▶ **What the task asks**
Each line of the material that mentions the word "yarn" is to be copied.

▶ **Information supplied**
PR #206, opened 2023-04-27
[VEN-1236] Feat/ Semantic Release

coreyar:
## Description

Add semantic release for automating versioning and releasing packages


.yarn/releases/yarn-1.22.1.cjs
chechu, line 1: Do we need this file?

chechu (approved):

.yarn/releases/yarn-1.22.1.cjs
coreyar: I added it because our repos use different versions of yarn and switching node versions caused the yarn version to get crossed.
This repo uses yarn classsic while others use yarn 3

chechu (approved):

contracts/Governance/AccessControlled.sol
```diff
@@ -50,6 +41,15 @@ abstract contract AccessControlled is Initializable, Ownable2StepUpgradeable {
...
     }
 
+    function __AccessControlled_init(address accessControlManager_) internal onlyInitializing {
+        __Ownable2Step_init();
+        __AccessControlled_init_unchained(accessControlManager_);
+    }
+
+    function __AccessControlled_init_unchained(address accessControlManager_) internal onlyInitializing {
+        _setAccessControlManager(accessControlManager_);
+    }
```
kkirka, line 51: Initializer methods are much like constructors, so even though some initializers are internal IMO it makes more sense to put them to the beginning of the contracts. However, if it breaks linters, I'm fine with putting them to internal functions block either. Can we settle on a single approach so that we don't go back and forth with this?

kkirka (approved):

▶ **Written solution**
.yarn/releases/yarn-1.22.1.cjs
.yarn/releases/yarn-1.22.1.cjs
coreyar: I added it because our repos use different versions of yarn and switching node versions caused the yarn version to get crossed.
This repo uses yarn classsic while others use yarn 3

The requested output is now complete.